PR #6188, opened 2025-03-06
[test]:improve code cov of server.go in cloud/cloudcore/app

Dhiren-Mhatre:
**What type of PR is this?**
/kind test
/kind bug

This PR improves code coverage for the cloud/cmd/cloudcore/app package by adding tests for previously uncovered function.

The changes increase test coverage for this package from approximately 28% to 52%.

Additionally, this PR fixes existing tests in server_test.go that were failing when run locally. I've made server.go more testable without changing its functionality, ensuring all tests now pass consistently.

NONE


cloud/cmd/cloudcore/app/server.go
```diff
@@ -268,34 +283,53 @@ func NegotiateTunnelPort() (*int, error) {
...
+	return nil
+}
+
+var updateCloudCoreConfigMapWarningf = klog.Warningf
+
+func updateCloudCoreConfigMap(c *v1alpha1.CloudCoreConfig) {
+	err := UpdateCloudCoreConfigMapWithClient(c, kubeClientGetter())
+	if err != nil {
+		updateCloudCoreConfigMapWarningf("Failed to update cloudcore config: %v", err)
+	}
```
wbc6080, line 323: Why do we need to redefine `klog.Warningf` here? Can't we just use `klog.Warningf` directly?

cloud/cmd/cloudcore/app/server_test.go
```diff
@@ -1,88 +1,709 @@
...
 	}
 }
+
+// TestNegotiateTunnelPortWithClient_ErrorCases tests error handling
+func TestNegotiateTunnelPortWithClient_ErrorCases(t *testing.T) {
+	// Test case where createNamespaceIfNeeded fails
+	t.Run("CreateNamespace fails", func(t *testing.T) {
+		// Save global functions and restore after test
+		restore := saveGlobals()
+		defer restore()
```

**Try it**
The word "klog" may appear on some lines of these records; state how many such lines there are, and nothing else.

**Response to this task**
2